== Segment start ==
PR #693, opened 2022-06-19
tests: Make skip explicit

### LINKED ISSUE #666: Meta: Check that tests have valid test comments in CI
#665 fixes a couple of tests that were never being run because their comments didn't follow the correct format. It would be good to add a check to CI that makes sure that the format is followed, probably for all jakt files in `tests/` and `samples/`.

flostellbrink:
Fixes #666 

This addresses the problem where tests are implicitly skipped when they don't have expectations.
Tests will now fail if they are not marked as skipped and don't have any expectations.

We also test the selfhosted compiler. In that case we only want to test `main.jakt`.
Instead of marking all other selfhost files as `skip` I've changed the test to target `main.jakt` instead.

### DIFF
--- a/tests/main.rs
+++ b/tests/main.rs
@@ -180,12 +180,134 @@ fn find_results(
     }
 
     if output.is_none() && error.is_none() && stderr.is_none() {
-        return Err(JaktError::StringError(
-            "Expected output, error, or stderr".into(),
-        ));
+        panic!(
+            "\r\nTest: {:?}\r\nNot marked as skip and does not have expectations\r\n",
+            path
+        );
     }
 
     Ok((output, error, stderr))
+}
+
+fn test_sample(path: &PathBuf) -> Result<(), JaktError> {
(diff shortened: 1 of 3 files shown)


tests/main.rs
```diff
@@ -180,143 +180,145 @@ fn find_results(
...
+
+fn test_samples(path: &str) -> Result<(), JaktError> {
+    for sample in std::fs::read_dir(path).expect("if this fails, the repo or harness is broken") {
+        let sample = sample.expect("if this fails, the filesytem is having issues");
+
+        let path = sample.path();
+
+        if let Some(ext) = path.extension() {
+            if ext == "jakt" {
+                test_sample(&path);
```
AtkinsSJ, line 321: We're getting warnings on this line that the result is being ignored.

flostellbrink: Thanks for the teminder forgot to handle that, will update the PR later today.

PR #694, opened 2022-06-19
selfhost/typechecker: Sanitize root scope

greytdepression:
Make sure the scope ScopeId(0, 0) is created when
Typechecker::typecheck() is called and that it does not have a parent.

### DIFF
--- a/selfhost/typechecker.jakt
+++ b/selfhost/typechecker.jakt
@@ -65,6 +65,10 @@ struct InferenceId {
 struct ScopeId {
     module: ModuleId
     id: usize
+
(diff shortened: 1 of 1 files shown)


awesomekling:
This has build errors that were not visible before #695
Please rebase and fix them :)

greytdepression:
It should work now :^) @awesomekling

awesomekling:
Great, but please squash fixups instead of adding them as separate commits.

greytdepression:
Oops, sorry ^^
Still getting used to the git workflow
== Segment end ==
# Task
Copy each line of the preceding data that contains the string "comments".

# Solution for this exercise
### LINKED ISSUE #666: Meta: Check that tests have valid test comments in CI
#665 fixes a couple of tests that were never being run because their comments didn't follow the correct format. It would be good to add a check to CI that makes sure that the format is followed, probably for all jakt files in `tests/` and `samples/`.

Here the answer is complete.